Set up your environment

To get started, you'll need to install the dagster and dagster-airbyte Python packages:

uv add dagster-airbyte

pip install dagster-airbyte

Represent Airbyte Cloud assets in the asset graph

To load Airbyte Cloud assets into the Dagster asset graph, you must first construct a AirbyteCloudWorkspace resource, which allows Dagster to communicate with your Airbyte Cloud workspace. You'll need to supply your workspace ID, client ID and client secret. See Configuring API Access in the Airbyte Cloud REST API documentation for more information on how to create your client ID and client secret.
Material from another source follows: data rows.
PR #4158, opened 2026-07-01
Feat: add logarithmic scale option for X and Y axes in Plot window

Negi2110:
Closes #4111

## What this PR does
Adds logarithmic scale support for the X and Y axes in the Plot window,
accessible via two new options in the plot's right-click context menu:
- "Logarithmic scale (X)"
- "Logarithmic scale (Y)"

## Implementation
Follows the same pattern as existing toggleable plot options
(Show legend, Stacked bars, Fixed number format):

- Added `m_logScaleX` and `m_logScaleY` bool members to `PlotDock`
- Added `updateLogScale()` function that calls `QCPAxis::setScaleType()`
  on xAxis, yAxis, and yAxis2
- Added two checkable `QAction` entries to the context menu
- Called `updateLogScale()` after `rescaleAxes()` in `updatePlot()` so
  the scale type is reapplied whenever the plot data changes
- Guards against log(0): clamps axis range minimum to 1e-3 when
  switching to log scale with a non-positive lower bound

## How to test
1. Open a database with numeric data
2. Go to Browse Data → Plot tab
3. Select a numeric column as X and another as Y1
4. Right-click the plot → toggle "Logarithmic scale (Y)"
5. Y axis switches to logarithmic spacing 
6. Toggle off → returns to linear 
7. Same works for "Logarithmic scale (X)"

### DIFF
--- a/src/PlotDock.cpp
+++ b/src/PlotDock.cpp
@@ -43,6 +43,8 @@ PlotDock::PlotDock(QWidget* parent)
       m_showLegend(false),
       m_stackedBars(false),
       m_fixedFormat(false),
+      m_logScaleX(false),
+      m_logScaleY(false),
       m_xtype(QVariant::Invalid)
 {
     ui->setupUi(this);
@@ -116,11 +118,24 @@ PlotDock::PlotDock(QWidget* parent)
     fixedFormatsAction->setCheckable(true);
     m_contextMenu->addAction(fixedFormatsAction);
 
-    connect(fixedFormatsAction, &QAction::toggled, this,
-      [=](bool fixed) {
-          m_fixedFormat = fixed;
-          adjustAxisFormat();
-          ui->plotWidget->replot();
+   QAction* logScaleXAction = new QAction(tr("Logarithmic scale (X)"), m_contextMenu);
+    logScaleXAction->setCheckable(true);
+    m_contextMenu->addAction(logScaleXAction);
+
+    connect(logScaleXAction, &QAction::toggled, this, [=](bool log) {
+        m_logScaleX = log;
+        updateLogScale();
+        ui->plotWidget->replot();
+    });
+
+    QAction* logScaleYAction = new QAction(tr("Logarithmic scale (Y)"), m_contextMenu);
+    logScaleYAction->setCheckable(true);
+    m_contextMenu->addAction(logScaleYAction);
+
+    connect(logScaleYAction, &QAction::toggled, this, [=](bool log) {
+        m_logScaleY = log;
+        updateLogScale();
+        ui->plotWidget->replot();
     });
 
     connect(ui->plotWidget, &QTableView::customContextMenuRequested, this,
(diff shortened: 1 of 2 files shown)


src/PlotDock.cpp
```diff
@@ -116,11 +118,24 @@ PlotDock::PlotDock(QWidget* parent)
     fixedFormatsAction->setCheckable(true);
     m_contextMenu->addAction(fixedFormatsAction);
 
-    connect(fixedFormatsAction, &QAction::toggled, this,
-      [=](bool fixed) {
-          m_fixedFormat = fixed;
-          adjustAxisFormat();
-          ui->plotWidget->replot();
```
mgrojo, line 123: Why is this code deleted?

Negi2110: Good catch, this was accidental — I ended up replacing this block instead of adding alongside it while wiring up the new log-scale actions. It disconnected the "Fixed format" toggle from m_fixedFormat, which is still used in adjustAxisFormat(). Restored in the latest commit (db134ad), thanks for flagging it!

src/PlotDock.cpp
```diff
@@ -1048,7 +1071,26 @@ void PlotDock::adjustAxisFormat()
...
+{
+    // Set scale type for X axis
+    ui->plotWidget->xAxis->setScaleType(
+        m_logScaleX ? QCPAxis::stLogarithmic : QCPAxis::stLinear);
+
+    // Set scale type for both Y axes
+    yAxes[0]->setScaleType(
+        m_logScaleY ? QCPAxis::stLogarithmic : QCPAxis::stLinear);
+    yAxes[1]->setScaleType(
+        m_logScaleY ? QCPAxis::stLogarithmic : QCPAxis::stLinear);
```
mgrojo, line 1091: Have you also considered using a logarithmic tick spacing and labeling?
 https://www.qcustomplot.com/documentation/classQCPAxis.html#adef29cae617af4f519f6c40d1a866ca6

Negi2110: Good point, I hadn't set the ticker — just the scale type. Added QCPAxisTickerLog for both axes when log scale is enabled, and revert to the default linear QCPAxisTicker when it's off, so tick spacing/labels now match the transformation. Pushed in the latest commit.

Negi2110:
Not a draft — this should be ready for review. I've addressed the two issues you flagged (fixedFormatsAction connection restored, and log-scale ticker added) in the latest commits.

One more thing worth flagging: macOS CI (macos-14 SQLCipher and macos-14 SQLite) is failing at the brew tap step:

`Error: Refusing to load formula sqlitebrowser/tap/sqlb-qt@5 from untrusted tap sqlitebrowser/tap.
`
This happens before the build starts and looks unrelated to this PR's changes — let me know if this needs anything from my end or if it's a known issue.

FriedrichFroebel:
> This happens before the build starts and looks unrelated to this PR's changes — let me know if this needs anything from my end or if it's a known issue.

This is a known issue which someone with enough experience should look into, but if ever, it belongs to a dedicated PR.

mgrojo:
Perfect! Thanks for the implementation and addressing the comments, @Negi2110.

Dagster can automatically load all connection tables from your Airbyte Cloud workspace as asset specs. Call the load_airbyte_cloud_asset_specs function, which returns list of AssetSpecs representing your Airbyte Cloud assets. You can then include these asset specs in your Definitions object:

from dagster_airbyte import AirbyteCloudWorkspace, load_airbyte_cloud_asset_specs

import dagster as dg

airbyte_workspace = AirbyteCloudWorkspace(
    workspace_id=dg.EnvVar("AIRBYTE_CLOUD_WORKSPACE_ID"),
    client_id=dg.EnvVar("AIRBYTE_CLOUD_CLIENT_ID"),
    client_secret=dg.EnvVar("AIRBYTE_CLOUD_CLIENT_SECRET"),
)


airbyte_cloud_specs = load_airbyte_cloud_asset_specs(airbyte_workspace)
defs = dg.Definitions(assets=airbyte_cloud_specs)

Sync and materialize Airbyte Cloud assets

You can use Dagster to sync Airbyte Cloud connections and materialize Airbyte Cloud connection tables. You can use the build_airbyte_assets_definitions factory to create all assets definitions for your Airbyte Cloud workspace.
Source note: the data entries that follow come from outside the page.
PR #4162, opened 2026-07-14
ci: pin vedantmgoyal9/winget-releaser to a SHA (v2) instead of @main

kobihikri:
## What this does

`.github/workflows/winget.yml` runs the third-party action `vedantmgoyal9/winget-releaser@main` in the release-publish job that holds `secrets.WINGET_TOKEN` (a PAT for winget-pkgs submissions). This pins it to the `v2` release commit instead of the moving `@main` branch:

```yaml
- uses: vedantmgoyal9/winget-releaser@4ffc7888bffd451b357355dc214d43bb9f23917e # v2
```

## Why

`@main` resolves to whatever that branch's HEAD is at run time. If it were force-moved or compromised (the class of thing that happened with `tj-actions/changed-files` in 2025), the injected code would run with `WINGET_TOKEN` in scope. Every other third-party action in the repo's workflows is already tag-pinned — this was the one on a mutable branch. Pinning to the SHA of the `v2` release keeps behavior identical while making updates deliberate.

One-line change. I confirmed `4ffc788` is the commit the `v2` release tag points to.

---

*Disclosure: I used an AI tool to help spot this and prepare the change; I verified the workflow and the pinned SHA myself and take responsibility for it.*

### DIFF
--- a/.github/workflows/winget.yml
+++ b/.github/workflows/winget.yml
@@ -11,7 +11,7 @@ jobs:
   publish:
     runs-on: ubuntu-latest
     steps:
-      - uses: vedantmgoyal9/winget-releaser@main
+      - uses: vedantmgoyal9/winget-releaser@4ffc7888bffd451b357355dc214d43bb9f23917e # v2
         with:
           identifier: DBBrowserForSQLite.DBBrowserForSQLite
           installers-regex: '\.msi$'  # Only .msi files


FriedrichFroebel:
We are we only doing this for this specific workflow, but not for all? Specifically, `actions/checkout@v7` or similar are still moving targets.

I guess the correct approach would be to add a [zizmor workflow](https://github.com/FriedrichFroebel/brother_ql_web/blob/master/.github/workflows/zizmor.yml) as done in my personal repositories, which enforces such aspects, but only updating one case when there are plenty more similar usages sounds incomplete/wrong.

kobihikri:
You're right, and thanks — that's fair. I pinned just this workflow because it was the only third-party action on a moving branch (`@main`) sitting next to a real secret (the `WINGET_TOKEN`), but you're correct that `actions/checkout@v7` and others are moving too, and fixing one in isolation is lopsided.

Your zizmor idea sounds like a much better, more durable fix — a linter that enforces this across every workflow rather than hand-pinning one at a time. I'm not deeply familiar with zizmor yet, though — would you have a reference or an example setup you'd recommend I follow? If it's welcome, I'm glad to open a PR adding a zizmor workflow, and either fold this winget pin into it or close this PR in favor of it — whichever you prefer.

lucydodo:
In the long run, I think it makes sense to follow @FriedrichFroebel's opinion, but in this case, will Dependabot be able to detect when there's a new update to a specific action and create a new PR for it?
If not, I think it would take a lot of effort to keep checking for the latest updates.

Of course, security is an important factor, but missing the latest updates is also one of the security threats.

Separately, I think that in the short term, reducing security threats one by one,
like this PR suggested by @kobihikri, is also a good approach.

What are your thoughts on this? 🤔

FriedrichFroebel:
> will Dependabot be able to detect when there's a new update to a specific action and create a new PR for it?

With the `v2` comment, it should in theory detect updates to more recent versions - this is what my personal projects are actively using.

Nevertheless, this depends on the upstream action using proper releasing, id est:

* Issue new releases properly.
* Do not make `v2` a moving tag, as this would mean we continue to stay on the old `v2` tag commit instead of the updated one.

The latest `v2` release is from the beginning of 2025. I do not know whether we need the changes done afterwards: https://github.com/vedantmgoyal9/winget-releaser/compare/v2...main

lucydodo:
@FriedrichFroebel Thank you for your kind response.
For now, I think merging this PR is the more appropriate choice. We can review other actions later on.
If there are no objections, I'm planning to merge it — what do you think?

lucydodo (approved):

FriedrichFroebel (approved):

from dagster_airbyte import AirbyteCloudWorkspace, build_airbyte_assets_definitions

import dagster as dg

airbyte_workspace = AirbyteCloudWorkspace(
    workspace_id=dg.EnvVar("AIRBYTE_CLOUD_WORKSPACE_ID"),
    client_id=dg.EnvVar("AIRBYTE_CLOUD_CLIENT_ID"),
    client_secret=dg.EnvVar("AIRBYTE_CLOUD_CLIENT_SECRET"),
)

all_airbyte_assets = build_airbyte_assets_definitions(workspace=airbyte_workspace)

defs = dg.Definitions(
    assets=all_airbyte_assets,
    resources={"airbyte": airbyte_workspace},
)

Customize the materialization of Airbyte Cloud assets

If you want to customize the sync of your connections, you can use the airbyte_assets decorator to do so. This allows you to execute custom code before and after the call to the Airbyte Cloud sync.
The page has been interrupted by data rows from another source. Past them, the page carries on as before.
PR #4166, opened 2026-07-26
Replace non-alphanumeric with underscore

kor44:
Added option to replace non-alphanumeric characters in column name with underscore. SQL editor does not complete correctly column names containing space, column and etc. This is example CSV

Option location
570958797-e709b36c-1a21-40ff-8575-dbcf01d3f3c1


src/ImportCsvDialog.cpp
```diff
@@ -425,6 +430,13 @@ sqlb::FieldVector ImportCsvDialog::generateFieldList(const QString& filename) co
             {
                 // Take field name from CSV
                 fieldname = std::string(rowData.fields[i].data, rowData.fields[i].data_length);
+
+                // Replace any non-nlphanumeric characters with an underscore
```
mgrojo:
```suggestion
                // Replace any non-alphanumeric character with an underscore
```

src/ImportCsvDialog.cpp
```diff
@@ -425,6 +430,13 @@ sqlb::FieldVector ImportCsvDialog::generateFieldList(const QString& filename) co
...
+                if(ui->checkReplaceNonAlnum->isChecked())
+                {
+                    std::regex pattern("[^a-zA-Z0-9_]");
```
mgrojo: This will treat international letters as non-valid. Is that what we want?

This alternative will support Unicode letters:

```c++
for (QChar &c : fieldname)
    if (!c.isLetterOrNumber() && c != '_')
        c = '_';
```

What I saw is that the special characters don't trigger the completion list (if present in the first characters), but can be completed if the first 3 characters are ASCII. Not sure what we should do; maybe your simple approach is the best option.

kor44: > This will treat international letters as non-valid. Is that what we want?
> 
> This alternative will support Unicode letters:
> 
> ```c++
> for (QChar &c : fieldname)
>     if (!c.isLetterOrNumber() && c != '_')
>         c = '_';
> ```
> 
> What I saw is that the special characters don't trigger the completion list (if present in the first characters), but can be completed if the first 3 characters are ASCII. Not sure what we should do; maybe your simple approach is the best option.

As `fieldname` is `std::string` I used conversion to/from `QString`.


> What I saw is that the special characters don't trigger the completion list (if present in the first characters), but can be completed if the first 3 characters are ASCII. Not sure what we should do; maybe your simple approach is the best option.

The problem with QScintilla which inserts text up to first `space`. I have tried to change behavior, but it was complex and came to this idea (replace non_alnum by `_`)

mgrojo:
Perfect, @kor44, thanks for the contribution.

lucydodo:
@mgrojo There is currently an issue with the CI workflow, and I will fix it by this morning. :)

from dagster_airbyte import AirbyteCloudWorkspace, airbyte_assets

import dagster as dg

airbyte_workspace = AirbyteCloudWorkspace(
    workspace_id=dg.EnvVar("AIRBYTE_CLOUD_WORKSPACE_ID"),
    client_id=dg.EnvVar("AIRBYTE_CLOUD_CLIENT_ID"),
    client_secret=dg.EnvVar("AIRBYTE_CLOUD_CLIENT_SECRET"),
)


@airbyte_assets(
    connection_id="airbyte_connection_id",  # Replace with your connection ID
    workspace=airbyte_workspace,
    name="airbyte_connection_name",  # Replace with your connection name
    group_name="airbyte_connection_name",
)
def airbyte_connection_assets(
    context: dg.AssetExecutionContext, airbyte: AirbyteCloudWorkspace
):
    # Do something before the materialization...
    yield from airbyte.sync_and_poll(context=context)
    # Do something after the materialization...


defs = dg.Definitions(
    assets=[airbyte_connection_assets],
    resources={"airbyte": airbyte_workspace},
)

Customize asset definition metadata for Airbyte Cloud assets

By default, Dagster will generate asset specs for each Airbyte Cloud asset and populate default metadata. You can further customize asset properties by passing an instance of the custom DagsterAirbyteTranslator to the load_airbyte_cloud_asset_specs function.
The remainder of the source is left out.